An investigation by U.S. authorities revealed that between January 2010 and April 2016, ZTE conspired to evade export controls on Iran in order to secure lucrative deals to supply and operate telecom networks there. It did so through the establishment and use of several shell companies.

Shipped items included routers, microprocessors, and servers.

ZTE was also found to have made 283 shipments of controlled products to North Korea with knowledge that by doing so it was violating export rules.

When confronted by the authorities, ZTE falsely claimed to have stopped shipments to Iran in March 2012. It then took measures to destroy evidence that it was still breaking the rules.

This included forming a 13-member team tasked with deleting, removing, or sanitising all materials pertaining to its illicit activities post-March 2012. Members of this team were required to delete their emails on a nightly basis and sign a non-disclosure agreement (NDA) related to any material they destroyed. They faced a $150,000 fine for breaking the NDA.

"Despite ZTE's repeated attempts to thwart the investigation, the dogged determination of investigators uncovered damning evidence of an orchestrated, systematic scheme to violate U.S. export controls by supplying equipment to sanctioned destinations," said Douglas Hassebrock, director of the Bureau of Industry and Security's office of export enforcement, which spearheaded the investigation.

Under the settlement, ZTE has agreed to pay civil penalties of $661 million, $300 million of which will be suspended during the aforementioned seven-year probationary period. It is the largest fine ever imposed by the Department of Commerce's Bureau of Industry Security (BIS).

A U.S. court is also considering imposing a criminal fine of $430.49 million on ZTE. In addition, the company has also agreed to pay the Department of the Treasury's office of foreign assets control (OFAC) $100.87 million.

Including the $300 million suspended civil penalty, ZTE's bill stands at $1.19 billion.

"The results of this investigation and the unprecedented penalty reflects ZTE's egregious scheme to evade U.S. law and systematically mislead investigators," Ross said. "This penalty is an example of the extraordinary powers the Department of Commerce will use to vigorously protect the interests of the United States."

Revelations about the U.S. finding evidence of ZTE's illegal activities emerged in March 2016. The company was threatened with sanctions that would have prevented it from incorporating U.S.-made technology, such as those made by the likes of IBM, Qualcomm and the like, into its equipment.

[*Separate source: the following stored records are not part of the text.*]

PR #397, opened 2019-09-24
Support Glide Presets

yanhao-li:
This PR add the support for Glide presets by setting `glide.presets` attribute in `config/twill.php`.
Verified it works well.


src/Services/MediaLibrary/Glide.php
```diff
@@ -63,6 +63,7 @@ public function __construct(Config $config, Application $app, Request $request)
             'cache' => $this->config->get('twill.glide.cache'),
             'cache_path_prefix' => $this->config->get('twill.glide.cache_path_prefix'),
             'base_url' => $baseUrl,
+            'presets' => $this->config->get('twill.glide.presets')
```
ifox:
```suggestion
            'presets' => $this->config->get('twill.glide.presets', [])
```

Suggesting this to avoid any issues for users defining the `glide` key in their Twill config but not defining the `presets` key. In the current setup this would never be a problem because of how configurations are merged but down the line I feel like it's safer to set a default from here too.

Issue #162, opened 2019-01-20
Group fields in JSON column


nsivertsen:
Hi there!

I was wondering whether there's already some infrastructure in place to group a set of fields in a module in such a way that they are saved to one JSON column in the database, both for fields on the module itself and for fields in blocks?

The reason for doing this is that I'm using the connected fields partial to show or hide some fields based on other fields and I'd prefer not to have a database column for every possible field. Also, I can foresee adding more fields to this field group later on.

I've managed to save a set of fields to one JSON field in the database using the `prepareFieldsBeforeSave` hook the the module repository, but I'm having trouble getting them back into the form. If I add them to the `$fields` array in the `getFormFields` hook they are ignored.

Is there maybe a better way?

Thank you!

zipavlin:
@nsivertsen this is a great idea! Please share if you will manage to get it to work.

It would be a step towards having page/field templates (#126)

ifox:
Hi @nsivertsen,

Like I just mentioned in #164, this is a great idea.

We do not have the infrastructure immediately in place to be able to do that, however our blocks content works exactly like that so we should be able to leverage that part of the codebase to implement something at the module level.

In the meantime that's definitely something that should be achievable through the repository.
Which fields were you using? `input`, `wysiwyg`, `select`, `radios`, `multi_select`, `checkbox` and `checkboxes` should be compatible when added manually to `$fields` in `getFormFields`. 

Another approach that should work for more field types would be to deconstruct the JSON into multiple Eloquent model accessors, but that would be way to much infrastructure to solve an issue that should make things simpler.

yanhao-li:
If you are trying to render the `select` formFields use `getFormFields`, it might related to https://github.com/area17/twill/issues/175

PR #410, opened 2019-10-08
Group Fields in JSON column

yanhao-li:
This PR is intended to provide a solution per discussion in https://github.com/area17/twill/issues/162.

A new trait `HandleFieldsGroup` was added, users have to create new json columns manually on the table, and for each column, the fields that needed to saved as group should be declared as `$fieldsGroups` in the repository, as the below example demonstrated.

```php
class ProjectRepository extends ModuleRepository
{
    protected $fieldsGroups = [
        'fields_group' => [
            'field1',
            'field2',
            'field3'
        ]
    ];
}
```

### Supported Fields:
- `input`
- `wysiwyg`
- `date_picker`
- `select`
- `multi_select`
- `map` (haven't tested, but should work)
- `color`
- `checkbox`
- `checkboxes`

### Further improvements
- Support Browsers and Repeaters
- Added the `fieldsGroups` attribute to `repository.stub`
- Added it as a new option on ModuleMake CLI to add the json column automatically

Any comments/thoughts are welcomed!

### DIFF
--- a/src/Repositories/Behaviors/HandleFieldsGroups.php
+++ b/src/Repositories/Behaviors/HandleFieldsGroups.php
@@ -1,0 +1,55 @@
+<?php
+
+namespace A17\Twill\Repositories\Behaviors;
+
+use Illuminate\Support\Arr;
+
+trait HandleFieldsGroups
+{
+
+    /**
+     * @param \A17\Twill\Models\Model|null $object
+     * @param array $fields
+     * @return array
+     */
+    public function prepareFieldsBeforeSaveHandleFieldsGroups($object, $fields)
+    {
+        foreach ($this->fieldsGroups as $group => $groupFields) {
+            $fields[$group] = json_encode(Arr::only($fields, $groupFields));
+            Arr::forget($fields, $groupFields);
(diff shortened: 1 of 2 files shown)


src/Repositories/Behaviors/HandleFieldsGroups.php
```diff
@@ -0,0 +1,61 @@
...
+                    $object->setAttribute($field_name, $field_value);
+                }
+                $fields = array_merge($fields, $decoded_fields);
+            }
+        }
+
+        return $fields;
+    }
+
+    protected function HandleFieldsGroups($fields) {
```
ifox:
```suggestion
    protected function handleFieldsGroups($fields) {
```

yanhao-li:
Because of the design of `MultiSelected` component, the stored json data for `multi_select` and `checkboxes` must be casted into the form in order to be displayed on the form
```php
[
  ['id' => 'new york'],
  ['id' => 'london']
]
```
It's obviously not ideal, but may not in the scope of this PR, we should open another issue to improve the component.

In February this year, ZTE's Xianming revealed that he expected the company to be fined, warning that any penalties imposed would have a material impact on ZTE's finances. ZTE is due to publish its latest financial results later this month.

"Instituting new compliance-focused procedures and making significant personnel changes has been a top priority for the company," Xianming said. "We have learned many lessons from this experience and will continue on our path of becoming a model for export compliance and management excellence. We are committed to a new ZTE: compliant, healthy and trustworthy."